What is required: Scan the entries for lines with "separate" and say how many there are, with nothing more.

Excerpted records:
* * * * *

PR #2305, opened 2018-03-07
 react to `ForceReportComputedTaskResponse`

### LINKED ISSUE #2228: [Concent] UC1 / Force Report - react to `ForceReportComputedTaskResponse`
as a Provider:
* react to a negative `ForceReportComputedTaskResponse` with a `SubtaskTimeout` reason
* react to a negative `ForceReportComputedTaskResponse` with an attached `RejectReportComputedTask`
* react to a positive `ForceReportComputedTaskResponse` with an attached `AckReportComputedTask` that can be either the original `AckReportComputedTask` from a Requestor - or a forced/implicit `AckReportComputedTask` signed by the Concent

jiivan:
fixes: #2228 

~~Only logs, since tasksession implementation only cancels sending of previously prepared `ForceReportComputedTask`~~

Saves messages to history.


jiivan:
Will wait for https://github.com/golemfactory/golem-messages/pull/170 to make calls to history provider.

golem/network/concent/received_handler.py
```diff
@@ -28,6 +29,65 @@ def register_handlers(instance) -> None:
...
+    """
+    if msg.reject_report_computed_task:
+        node_id = msg.reject_report_computed_task.task_to_compute.requestor_id
+    elif msg.ack_report_computed_task:
+        node_id = msg.ack_report_computed_task.task_to_compute.requestor_id
+    else:
+        logger.warning("Can't determine node_id from %r. Assuming None", msg)
+        node_id = None
+
+    history.add(
```
shadeofblue, line 44: fyi, I started introducing a `provider_concent_history` and `requestor_concent_history` decorators to complement the earlier ones that could be used for concent messages but sure, it can also be explicit...

tests/factories/messages.py
```diff
@@ -122,6 +122,33 @@ class Meta:
     )
 
 
+class RejectReportComputedTask(factory.Factory):
```
shadeofblue, line 125: hmm... I thought about it for a while after my updates to the factories in `golem-messages` on Thursday and I do believe , we shouldn't provide subfactories for all the messages by default and rather provide separate ways to generate objects containing different messages... the reason is that e.g. here - if we decided that we want to have a `RejectReportComputedTask` with a nullified `TaskToCompute`, it would automatically mean that all the other sub-messages would be broken too

shadeofblue (approved):
looks good -> and good idea to get rid of the clumsy'ish interface... still, as commented inline, I'd consider having those method decorators for concent history

golem/network/concent/received_handler.py
jiivan: After simplifying logic, and adding shortcuts I'm not sure whether the decorator approach is needed or add to readability.

tests/factories/messages.py
jiivan: I got your point, but the way I used this factory in tests is to nullify unneeded parts after creation of instance by factory. We could also create custom constructors for different scenarios or even separate factories for them, but in my case this approach worked well (I think).

PR #2313, opened 2018-03-08
Fixed version of pycryptodome (3.4.11)

mfranciszkiewicz:
Recent macOS tests and builds fail due to new version of `pycryptodome`.

PR #2315, opened 2018-03-08
drop Server base class

etam:
It gives nothing. Even TCPServer.start_accepting has different interface.


etam:
Fix for MacOS is at #2313

Krigpl (approved):

jiivan (approved):

PR #2331, opened 2018-03-09
network/transport: Make it harder to use incorrectly

### LINKED ISSUE #2226: Connection to peer failure None.
This happens:
```
INFO     [golem.network.p2p.p2pservice       ] Connection to peer failure None.
```

Only with setting `golem.network.transport.tcpnetwork` logging to `DEBUG` you can see with which peer was a problem and the reason, like key difficulty not met, or mismatch in protocol version.

etam:
- Create `conn_id` in `TCPConnectInfo.__init__`.
- Bind `conn_id` and `kwargs` to handlers in `TCPConnectInfo`.
- Keep using `TCP*Info` objects internally. Don't decompose them on entry.
- More type annotations.

Fixes #2226

### DIFF
--- a/golem/core/types.py
+++ b/golem/core/types.py
@@ -1,0 +1,4 @@
+from typing import Any, Dict
+
+
+Kwargs = Dict[str, Any]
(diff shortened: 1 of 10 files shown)


jiivan (approved):
lgtm

mfranciszkiewicz (approved):

PR #2336, opened 2018-03-11
Reconnect to remote geth RPC nodes

mfranciszkiewicz:


golem/ethereum/node.py
```diff
@@ -69,10 +72,14 @@ def start(self, start_port=None):
 
         if self.start_node:
             provider = self._create_local_ipc_provider(start_port)
+            middleware_builder = RemoteRPCErrorMiddlewareBuilder(
+                self._handle_remote_rpc_provider_failure)
+            self.web3.add_middleware(middleware_builder.build)
```
etam: Here you add middleware to web3 and later you create web3. Is that a correct order?

mfranciszkiewicz: Thanks, (probably) a rebase went terribly wrong here - it's not even the right `if` condition.

etam (approved):
ok

PR #2340, opened 2018-03-12
Quickfix for sorting "port_statuses" in TaskHeader.task_owner

mfranciszkiewicz:


golem/task/taskbase.py
```diff
@@ -103,9 +103,16 @@ def dict_to_binary(cls, dictionary):
         self_dict.pop('last_checking', None)
         self_dict.pop('signature', None)
 
+        port_statuses = self_dict['task_owner'].get('port_statuses')
```
maaktweluit: Maybe add a comment on why ordering is supposed to work to fix later?

maaktweluit (approved):
LGTM!

golem/task/taskbase.py
mfranciszkiewicz: Done

jiivan (approved):
:+1:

* * * * *

Task answer: 2